Or les jours s’écoulent et la préface n’arrive pas. Il est clair que Victor Hugo n’a pas pris encore de parti définitif. Nous sommes au 3 février, Lacroix s’inquiète, il interroge : « la préface sera-t-elle étendue ? » À cette question il n’obtient pas de réponse. Il laisse passer douze jours. Il devient un peu nerveux, et dans une nouvelle lettre, le 16 février, il dit : « La préface (et il souligne le mot) devient nécessaire, le temps est là ; car il vous en faudra envoyer une épreuve et ce serait un retard pour l’apparition de l’ouvrage si nous ne l’avons pas au plus tôt pour la composition. » Chaque mot est un appel pressant.
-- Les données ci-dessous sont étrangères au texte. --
PR #9876, opened 2020-09-02
Consolidate locking for sys/health

jefferai:
This avoids a second state lock read-lock on every sys/health hit


vault/ha.go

Comment Victor Hugo, toujours si soucieux de presser ses éditeurs, n’aurait-il pas été sensible à cette phrase : « retard pour l’apparition de l’ouvrage » ? Comment n’aurait-il pas été convaincu que seule l’absence de la préface provoquait un ajournement ? Au bout de huit jours, Lacroix revient à la charge et, toujours plein de respect et de ménagements, il dit le 25 février : « Je crains de voir la mise en vente retardée par la préface. » Au fond il ne craint pas, il est assuré que la mise en vente devra être reculée. Victor Hugo ne peut guère en douter ; persuadé qu’il ne doit plus songer à mettre au point cette longue préface, absorbé par la révision de son roman et par la correction des épreuves, il se décide à envoyer douze lignes réclamées depuis plus de trois semaines.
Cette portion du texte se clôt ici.